- Opening Delimiter -

PR #1152, opened 2019-11-14
add current sheriff eng to owners

aidenkeating:
add current support sheriffs to owners to allow for upgrade work to progress

### DIFF
--- a/OWNERS
+++ b/OWNERS
@@ -9,6 +9,8 @@ approvers:
 - pb82
 - jessesarn
 - davidffrench
+- aidenkeating
+- ciaranRoche
 
 reviewers:
 - pmccarthy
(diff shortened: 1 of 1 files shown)


aidenkeating:
@david-martin mind taking a look?

david-martin:
@aidenkeating I'm going to put this on hold, pending a discussion with @maleck13 .

If we added sheriff as owners, that would mean everyone gets added as rotation happens. The slippery slope argument here why not just add everyone now (and that goes against the idea of a small set of owners :) )

maleck13:
agree @david-martin the idea was to keep a small set of owners to try and help with quality on reviews. If stuff is not getting reviewed merged we need to address that though

aidenkeating:
@maleck13 @david-martin That makes sense to me, the pattern we've appeared to be following so far is:

- Someone from the sheriff team produces a PR
- Someone else from the sheriff team does a verification and review
- Someone from the owners file is asked for a final review

If we're happy with that, and it's not expected that the owners will need to perform the verification again, I'm happy to close this

PR #1154, opened 2019-11-15
INTLY-4012 Add Fuse managed upgrade task

tremes:
## Verification Steps

### Installation Verification
### Upgrade Verification

- [ ] Yes
- [ ] No

- [ ] Tested Installation
- [ ] Tested Uninstallation


roles/fuse_managed/defaults/main.yml
```diff
@@ -6,3 +6,50 @@ fuse_backup_postgres_secret_name: fuse-postgres-auth
 fuse_pull_secret_name: "syndesis-pull-secret"
 
 fuse_resources: []
+
+fuse_upgrade_images:
+  - name: "fuse-ignite-server"
+    image: "registry.redhat.io/fuse7/fuse-ignite-server:1.4-17"
+    tag: "1.7"
+    namespace: "openshift"
+    imageStreamName: "fuse-ignite-server"
```
mikenairn: What's the difference between name and imageStreamName, do we need both?

roles/fuse_managed/defaults/main.yml
```diff
@@ -6,3 +6,50 @@ fuse_backup_postgres_secret_name: fuse-postgres-auth
...
+    imageStreamName: "prometheus"
+  - name: "jboss-amq-6"
+    image: "registry.access.redhat.com/jboss-amq-6/amq63-openshift:1.3"
+    tag: "1.3"
+    namespace: "{{ fuse_namespace }}"
+    imageStreamName: "jboss-amq-63"  
+  - name: "fuse-online-operator"
+    image: "registry.redhat.io/fuse7/fuse-online-operator:1.4-16"
+    tag: "1.7"
+    namespace: "{{ fuse_namespace }}"
```
mikenairn: I had wondered about the best way to do this. I think this is fine, but we could also just default to the current namespace if this wasn't set in the object.

roles/fuse_managed/tasks/upgrade_images.yml
```diff
@@ -1,4 +1,16 @@
 ---
-#ToDo Implement CVE image update steps as described https://github.com/RHCloudServices/integreatly-help/blob/master/sops/cves/applying-cve-updates.md
-- debug:
-    msg: "TODO Implement me!!"
+- name: Add new tag to Fuse online images
+  shell: "oc tag --source docker {{ obj_item.image }} {{ obj_item.imageStreamName }}:{{ obj_item.tag }} -n {{ obj_item.namespace }}"
+  with_items: "{{ fuse_upgrade_images }}"
+  loop_control:
+    loop_var: obj_item
```
mikenairn: Might be good to keep these namings
 consistent with others https://github.com/integr8ly/installation/blob/master/roles/3scale/tasks/upgrade_images.yml#L7

roles/fuse_managed/defaults/main.yml
tremes: See e.g https://github.com/integr8ly/installation/pull/1154/files#diff-2181084ac6785df080ed6e18eafaad1cR40 and https://github.com/integr8ly/installation/pull/1154/files#diff-2181084ac6785df080ed6e18eafaad1cR35. For these two there's a difference

roles/fuse_managed/tasks/upgrade_images.yml
tremes: Yeah but I wanted to emphasize somehow that it's object....but I am ok with renaming

roles/fuse_managed/defaults/main.yml
```diff
@@ -6,3 +6,50 @@ fuse_backup_postgres_secret_name: fuse-postgres-auth
 fuse_pull_secret_name: "syndesis-pull-secret"
 
 fuse_resources: []
+
+fuse_upgrade_images:
```
mikenairn: We called the equivalent for 3scale "threescale_image_streams" https://github.com/integr8ly/installation/blob/master/roles/3scale/defaults/main.yml#L159, would probably makes sense to keep this naming consistent. Using just the "name" attribute also makes more sense then, since it's an array of image streams and the variable name suggests that.

roles/fuse_managed/tasks/upgrade_images.yml
```diff
@@ -1,4 +1,16 @@
...
+
+- name: Import new Fuse online images
+  shell: "oc import-image {{ obj_item.imageStreamName }}:{{ obj_item.tag }} --confirm='true' {{ obj_item.image }} -n {{ obj_item.namespace }}"
+  with_items: "{{ fuse_upgrade_images }}"
+  loop_control:
+    loop_var: obj_item 
+  register: import_image_result
+  until: import_image_result.rc == 0
+  retries: 5
+  delay: 5
```
mikenairn: Any reason we need to retry this? Is it likely to fail?

roles/fuse_managed/defaults/main.yml
tremes: But it's true that I don't use the `name` at all so I will update it.

roles/fuse_managed/tasks/upgrade_images.yml
tremes: Not sure really (copy/paste). I'll try to remove

mikenairn:
/lgtm

Can give it the final approval and merge when you are happy with the testing done on it.

mikenairn:
/lgtm

Can give it the final approval and merge when you are happy with the testing done on it.

mikenairn:
@tremes This PR will also need to add "fuse_managed" into this list https://github.com/integr8ly/installation/blob/master/playbooks/group_vars/all/cve.yml#L2

@pmccarthy That's the only change required when adding a new product to the CVE roll out list isn't it?

PR #1155, opened 2019-11-15
INTLY-4160 - extract postgresql image to a variable in Enmasse

tremes:
## Verification Steps

### Installation Verification
### Upgrade Verification

- [ ] Yes
- [ ] No

- [ ] Tested Installation
- [ ] Tested Uninstallation

### DIFF
--- a/roles/enmasse/defaults/main.yml
+++ b/roles/enmasse/defaults/main.yml
@@ -11,6 +11,7 @@ enmasse_clean_artifacts: true
 enmasse_backup_postgres_secret: 'enmasse-postgres-secret'
 enmasse_postgres_cronjob_name: 'enmasse-postgres-backup'
 enmasse_pv_cronjob_name: 'enmasse-pv-backup'
+enmasse_postgresql_image: 'postgresql:9.6'
 
 enmasse_resources:
   - name: api-server
--- a/roles/enmasse/tasks/upgrade_images.yml
+++ b/roles/enmasse/tasks/upgrade_images.yml
@@ -14,7 +14,7 @@
   with_items: "{{ deployments }}"
 
 - name: "Postgresql update the imagestreams"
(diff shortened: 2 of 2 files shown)


roles/enmasse/defaults/main.yml
```diff
@@ -11,6 +11,7 @@ enmasse_clean_artifacts: true
 enmasse_backup_postgres_secret: 'enmasse-postgres-secret'
 enmasse_postgres_cronjob_name: 'enmasse-postgres-backup'
 enmasse_pv_cronjob_name: 'enmasse-pv-backup'
+postgresql_image: 'postgresql:9.6'
```
mikenairn: Should we prepend enmasse to the variable name here? "enmasse_postgresql_image". If we start using generic names like this for different products, could cause all sorts of weirdness. @pmccarthy Any opinion?

tremes: yeah I was wondering exactly about the same. My reasoning was it's already in enmasse role...but on the other hand all other variable do have this prefix too...

mikenairn: Yes it's in the enmasse role, but as soon as someone sets it elsewhere for whatever reason, if more than 1 product use the same variable name it will affect both. We more than likely don't actually want that to happen.

roles/enmasse/tasks/upgrade_images.yml
```diff
@@ -14,7 +14,7 @@
   with_items: "{{ deployments }}"
 
 - name: "Postgresql update the imagestreams"
-  shell: oc import-image postgresql:9.6 -n openshift
+  shell: oc import-image {{ postgresql_image }} -n openshift
```
mikenairn: Needs to be the same here "enmasse_postgresql_image"

tremes: ahh sorry too quick commit

PR #1156, opened 2019-11-15
Adding keycloak operator patch task for CVE rollouts

pmccarthy:
## Additional Information

- Adding keycloak operator patch task for CVE rollouts
- Renaming `upgrade_sso_operator_image` variable to `rhsso_operator_image` to match existing naming convention

## Verification Steps

- [ ] Run `cve_rollout.yml` playbook against an RHMI cluster using this feature branch - nothing should change
- [ ] Force a change to the keycloak operator by setting an extra var `rhsso_operator_release_tag=v1.9.3`


mikenairn:
/lgtm

We happy enough with the level of testing done on this? If you are you can just approve this and have it merge.

pmccarthy:
@mikenairn Thanks. Yeah I tested each option on multiple occasions on my PDS tower environment so should be fine

PR #1157, opened 2019-11-15
🔀 Revert "Merge pull request #1077 from integr8ly/ups-operator-ga"

grdryn:
This reverts commit 5850c4b439530070bdc308986b6bb769f30aef40, reversing
changes made to a97525b6d2efa5b01e9248a82929198ffbbc6f7f.

Fixes: https://issues.jboss.org/browse/AEROGEAR-10070

## Additional Information

We're not upgrading UPS for RHMI 1.6.

## Verification Steps
I don't think any are needed, since it's just bringing it back to the previously tested state, right?

~As the verifier of the PR the following process should be done:~

~### Installation Verification~
~- Ensure the author of the PR has attached a log of the installation run from his branch to the jira or pr and check that it exited as expected.~
~- Verify the fresh installation is correct on cluster provided by PR author~
~### Upgrade Verification~
~- After installation verification, notify the PR author to begin an upgrade on their cluster~
~- Ensure the developer of the PR has attached a log of the upgrade run from his branch to the jira or pr and check that it exited as expected.~
~- If possible, look at the tasks that ran and see they match the PR~
~- Verify the upgrade is correct on cluster provided by PR author~

- [ ] Yes
- [x] No

- [ ] Tested Installation
- [ ] Tested Uninstallation


mikenairn:
If the decision is that we are now **not** actually updating UPS for 1.6, then i guess this is fine.

/shrug

PR #55, opened 2015-07-17
enhance materials table to be compatible with data driven props for diameter

tudorbarascu:


tudorbarascu:
I remembered why I needed so many cases for data driven properties.
The materials table had some rows with diameter completed for diameter only (text-string).
I filled the diameter_external for plastic materials and diameter_nominal for others.

For value 5652, PL 0.2, plastic, I put 20 mm but I think it may be something else.
As it's in plastic, it shouldn't be in inches, and as it's 0.2 it couldn't be 20cm--200mm, right?
Please advise so I can rebase or you can modify it later on.

Thanks

3nids:
I will look on Monday. 
Also,  the trigger for display name will need some attention to handle null.

tudorbarascu:
Morning. 
Will check out the trigger.
I didn't look at it as the values in display_name for diameter are looking as they should.

tudorbarascu:
Just checked and the trigger is handling NULL values in diameter since the https://github.com/qwat/qwat-data-model/commit/b8bc6af0d2257a6ab3e0c0701b794cc5f954fce4 commit

3nids:
perfect, thanks!

PR #56, opened 2015-07-19
temporary fix on fn_node_set_type so that pipes can be edited

tudorbarascu:
Although the model creation works, the fn_node_set_type didn't work and pipes couldn't be created anymore.
I noticed you had a TODO written and probably you have bigger fixed planned so I didn't try and do a more elegant fix.

Problems:
 PostGIS error while adding features: ERROR:  column reference "srid" is ambiguous 
    LINE 1: select srid           from geometry_columns where f_table_sc...

I changed the srid variable name to srid_var and changed the srid to 21781 in geometry::geometry(Point, srid).

PS. Before you changed the init scripts I was using this command to change the hardcoded values:
find . -type f -print0 | xargs -0 sed -i 's/21781/3844/g'
I didn't mind the hardcoded srid.

### DIFF
--- a/ordinary_data/nodes/fn_node_set_type.sql
+++ b/ordinary_data/nodes/fn_node_set_type.sql
@@ -28,7 +28,7 @@ $BODY$
 		stmt            text                     ;
 		keep_type       boolean          := false;
 		complement_col  varchar(50)      := ''   ;
-		srid            integer                  ;
+		srid_var        integer                  ;
 	BEGIN
 		/* determine if the node is under an object (hydrant, valve, etc.)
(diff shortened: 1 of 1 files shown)


3nids:
dd17bc6ba57e838ae0ea8cf59b647d1bfecea6bc should fix it.

tudorbarascu:
It's still not fixed:

Provider errors:
      PostGIS error while adding features: ERROR:  type modifiers must be simple constants or identifiers
    LINE 1: SELECT geometry::geometry(Point, qwat_sys.fn_setting_srid())...

3nids:
should be ok now!!!

PR #58, opened 2015-07-21
Steel materials

tudorbarascu:
Also, I think that the Steel/Acier pipe of 60 nominal diameter shouldn't exist in the pipe materials table as I couldn't find it in any standards. The equivalent that probably got that value written in the table is the Steel pipe of 50 nominal diameter that indeed has 60 as an approximate external diameter (so id 5258 should be replaced by 5257 for materials).
I think we should update the materials for pipe and delete it. Should I add this commit to this pull request?

All the best!


tudorbarascu:
ping @3nids

3nids:
I'm on it!

3nids:
remove stell 60 in a6fb959e6f6a9ab744e3092b3d60bace6b9b362b

3nids:
thanks for the input!!!

PR #61, opened 2015-09-25
remove non std. materials

tudorbarascu:
As sometimes people in production refer to the approximate
external diameter (for steep pipes) instead of the DN,
this commit ensures the correct materials can be corelated
with their DN.

Also removed pipe material with steel DN75, DN70, DN120, DN 180

I couldn't find them in any standard

For migration matching in case anyone has saved pipes with the "wrong" materials:

DN120     5103 should go into 5104      (DN125)
DN180     5107 should go into 5106      (DN175)
DN70       5117 should go into 5116      (DN65, DE 73)
DN75       5118 should go into 5116      (DN65, DE 73)

Something like this should work:
`update qwat_od.pipe set fk_material = 5116 where fk_material in (5117, 5118);`


tudorbarascu:
You can look at http://www.wosupply.com/pdf/1_General_Products_82511_113.pdf or any other resource with steel dimensions standards, and the DN standards are:
- 20
- 25
- 32
- 40
- 50
- 65
- 80
- 90
- 100
- 125
- 150
- 175
- 200
- 250
- 275
- 300
- 350
- 400
- 450
- 500
- 550
- 600

tudorbarascu:
I also added a commit for french translation of cubic stones,  `pierres cubiques`, please say if it's a correct one.

3nids:
For cubic stones, it's just "pavés".

I will check for the DN with my colleagues (in a few hours) and merge this.

tudorbarascu:
I've rebased it with the 'pavés' value

3nids:
I just need a bit of time before merging this one to clean my data.
Hope to do it today.

tudorbarascu:
do you think I should split this pull between the material removals and the other commits so that they won't wait in queue?

3nids:
sorry I couldn't sort this out today, I will take care of this when I come back (2 weeks).

tudorbarascu:
No worries :). Everything is as it should be as the other commits got in through the other pull request.

3nids:
thanks!

PR #66, opened 2015-10-09
add 'on top' of object altitude reference value

tudorbarascu:


3nids:
on top of what? ;) isn't it the ground?

tudorbarascu:
It's for cases where objects are not fully underground.
A tank may not be completely in the ground, having it's base buried and the top above the ground.
In this case, easiest way of doing altitude measuring is on top of it as the ground level doesn't have relevance.

3nids:
Well in case of reservoir, the altitue is usually the apron.
I just wonder if it makes sense to add these distinctions.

- Closing Delimiter -

In the lines above, find the word "against" and copy each line that contains it.

__Task response__:
If we added sheriff as owners, that would mean everyone gets added as rotation happens. The slippery slope argument here why not just add everyone now (and that goes against the idea of a small set of owners :) )
- [ ] Run `cve_rollout.yml` playbook against an RHMI cluster using this feature branch - nothing should change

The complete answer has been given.